18. The computing system of claim 17, wherein the instructions further include instructions that when executed by at least the processor cause the processor to:

configure the first activity to include one or more of: a voice command that triggers the mobile computing device to perform voice recognition and a pressing on an object associated with execution of the voice memo recording application to launch the voice memo recording application.

19. The computing system of claim 17, wherein the instructions further include instructions that when executed by at least the processor cause the processor to:

detect, by a mobile computing device, a second activity causing the voice memo recording application to lose focus, and responsive to the detection of the second activity, perform a second action, the second action comprising of stopping the recording of audio.

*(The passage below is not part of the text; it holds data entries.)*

PR #612, opened 2025-06-10
`HashAlgorithm` refactor

TurtlePU:
Minor cleanup of signatures in IVC modules + a refactor of how random oracle extracts info. In particular:

* No overlapping instances;
* No "recursive hashing" problem, `oracle` is split into two phases &mdash; extraction of ring representation and hashing itself;
* No `AllowAmbiguousTypes` for `@algo` param, hashing function is passed explicitly;
* It is now possible to differentiate between hashing base field and base computation field if required.


symbolic-base/src/ZkFold/Protocol/IVC/Internal.hs
```diff
@@ -157,17 +156,19 @@ ivcProve f res witness =
...
 
-ivcVerify :: forall ctx0 ctx1 algo d k a i p c f . IVCAssumptions ctx0 ctx1 algo d k a i p c f
-    => StepFunction a i p
-    -> IVCResult k i c f
-    -> ((Vector k (c f), [f]), (Vector k (c f), c f))
-ivcVerify f res =
+ivcVerify ::
+    forall d k a i p c f . IVCAssumptions d k a i p c f =>
+    Hasher (FieldElement (CircuitContext a)) ->
+    Hasher f ->
```
TurtlePU, line 162: Unfortunately we have to pass two `Hasher`s here which work over two different base fields since there's no known bijection between them, and an invariant expected here is that they compute the same function.

Note that this problem was present before, but was obfuscated by type aliases for constraint sets!

However this can be solved by instead defining `type Hasher = forall f. C f => [f] -> f`, but I don't know which `C` to put here. `Ring` is enough for `mimcHash`, but I guess we would like to use other hashing algorithms as well.

symbolic-base/src/ZkFold/Protocol/IVC/Oracle.hs
```diff
@@ -1,75 +1,92 @@
...
+instance ( OracleSource a b, OracleSource a c, OracleSource a d
+         , OracleSource a e, OracleSource a f) => OracleSource a (b, c, d, e, f)
 
-class RandomOracle algo x a where
-    oracle :: x -> a
-    default oracle :: (Generic x, RandomOracle' algo (Rep x) a) => x -> a
-    oracle = oracle' @algo . from
+-- | A newtype to derive 'OracleSource' for any 'Foldable'
+-- as long as its element type is also 'OracleSource'.
+newtype FoldableSource f a = FoldableSource { foldableSource :: f a }
```
TurtlePU, line 47: I had to introduce this newtype to avoid overlapping (and **incoherent**, even) instances: `(a, b)` is `Foldable` in `b` as well, keep that in mind!

So actually this newtype is what we really need, because by using `FoldableSource f a` we signal that we drop any extra info in `f` which is not present via elements of `a`.

symbolic-base/src/ZkFold/Protocol/IVC/Predicate.hs
```diff
@@ -3,50 +3,31 @@
...
-    in Predicate {..}
+type StepFunction a i p =
+    CircuitContext a i -> CircuitContext a p -> CircuitContext a i
+
+predicate ::
+    forall a i p . (Arithmetic a, Binary a, LayoutFunctor i, LayoutFunctor p) =>
+    StepFunction a i p -> Predicate a i p
+predicate func = Predicate
+    { predicateEval = \x u ->
+        exec . compileWith solder (const (U1, U1)) $ func (embed x) (embed u)
```
TurtlePU, line 29: The "compiled" circuit here is constant, so the overhead in comparison with computation in `Interpreter` should be minor.

symbolic-examples/stats/MerkleTree.4
```diff
@@ -1,5 +1,5 @@
 MerkleTree.4
-Number of polynomial constraints: 4515
+Number of polynomial constraints: 5823
```
TurtlePU, line 2: Regression happened because previously constraints were not in PlonK form

symbolic-base/src/ZkFold/Protocol/IVC/Predicate.hs
vlasin: Never mind, it's not quite high-level as I see now.

symbolic-base/test/Tests/Protocol/IVC.hs
```diff
@@ -38,11 +44,16 @@ type D = 2
 type PARDEG = 5
 type PAR = Vector PARDEG F
 
+instance OracleSource F (C F) where
+    source _ = []
```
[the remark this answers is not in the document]
vlasin: Just in case, `Constant` here is just a mock. After we transition to `SymbolicData`, we can replace it with something more suitable.

vlasin (approved):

20. The computing system of claim 19, wherein the instructions further include instructions that when executed by at least the processor cause the processor to:

store the recorded audio in a file and transmit the recorded audio file to a computing device, and at least one of: perform a speech to text transliteration on the recorded file to generate a text transcript of the recorded audio, save the text transcript, transmit the text transcript to the external system, analyze the text transcript to parse out commands, and perform one or more third actions based on the parsed commands.